Errors from durable execution operations (Temporal, Restate, Inngest).

pub enum DurableError {
    ActivityFailed(String),
    Cancelled,
    SignalTimeout,
    ContinueAsNew(String),
    Other(Box<dyn std::error::Error + Send + Sync>),
}
VariantDescription
ActivityFailedA durable activity (LLM call or tool execution) failed after exhausting retries.
CancelledThe workflow was cancelled externally.
SignalTimeoutwait_for_signal() timed out waiting for an external signal.
ContinueAsNewThe workflow needs to continue as a new execution to avoid history bloat.
OtherCatch-all for engine-specific errors.

McpError

Errors from MCP (Model Context Protocol) operations.

pub enum McpError {
    Connection(String),
    Initialization(String),
    ToolCall(String),
    Transport(String),
    Other(Box<dyn std::error::Error + Send + Sync>),
}
VariantDescription
ConnectionFailed to connect to the MCP server.
InitializationThe MCP handshake (initialize / initialized) failed.
ToolCallAn MCP tools/call request failed.
TransportTransport-level error (stdio pipe broken, HTTP connection dropped).
OtherCatch-all.

HookError

Errors from observability hooks.

pub enum HookError {
    Failed(String),
    Other(Box<dyn std::error::Error + Send + Sync>),
}
VariantDescription
FailedThe hook encountered an error during execution.
OtherCatch-all for hook-specific errors.

Hook errors do not stop the loop by default.
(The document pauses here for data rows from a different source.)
PR #62, opened 2025-05-20
add CRT fixes made for 0.1.0 release into `main` for future releases

mukeshjc:
These fixes were made as part of 0.1.0 release and have to be added back to `main` so future releases are smoother

### DIFF
--- a/.release/ci.hcl
+++ b/.release/ci.hcl
@@ -66,14 +66,6 @@ event "promote-staging" {
     on = "always"
   }
 
-  promotion-events {
-
-    pre-promotion {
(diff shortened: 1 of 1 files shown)


mukeshjc:
> Should this be running the promotion steps?

@aditya2548 
Yes, we will have CRT steps running on `main` branch as it produces Dev artifacts that we can use for testing. And as per our release 0.1.0 learning, these promotion events (deleted in the PR) are additional to the actual promotion of staging and release artifacts, which are not applicable to your product.

aditya2548 (approved):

The loop logs them and continues. To stop the loop from a hook, return HookAction::Terminate instead of returning an error.


StorageError

Errors from session storage operations.

pub enum StorageError {
    NotFound(String),
    Serialization(String),
    Io(std::io::Error),
    Other(Box<dyn std::error::Error + Send + Sync>),
}
VariantDescription
NotFoundThe requested session does not exist in storage.
SerializationFailed to serialize or deserialize session data.
IoFilesystem I/O error (for file-based storage backends).
OtherCatch-all for backend-specific errors.

SandboxError

Errors from sandbox operations (isolated tool execution environments).

pub enum SandboxError {
    ExecutionFailed(String),
    SetupFailed(String),
    Other(Box<dyn std::error::Error + Send + Sync>),
}
VariantDescription
ExecutionFailedTool execution failed within the sandbox.
SetupFailedSandbox creation or teardown failed.
OtherCatch-all.

Design principles

Two levels max. Error enums are at most two levels deep. LoopError::Context wraps ContextError, which wraps ProviderError. There is no deeper nesting. This keeps match arms readable.

thiserror everywhere. Every error enum derives thiserror::Error. Display messages are concise and include the variant’s data. Source errors are linked with #[source] or #[from] for proper error chain reporting.

Retryable classification at the source. ProviderError and EmbeddingError provide is_retryable() because they know which failures are transient. Callers do not need to pattern-match on specific variants to decide whether to retry.

No built-in retry. neuron exposes is_retryable() but does not include retry middleware. Use tower::retry, a durable engine’s retry policy, or write a simple loop. Retry logic is inherently policy-specific (backoff strategy, max attempts, circuit breaking) and belongs in the application layer.

ModelRetry is not an error. Despite living in ToolError, ModelRetry is a control flow signal, not a failure. The loop intercepts it before it reaches the caller. If you handle ToolError directly (outside the loop), treat ModelRetry as a hint to feed back to the model, not as an error to log.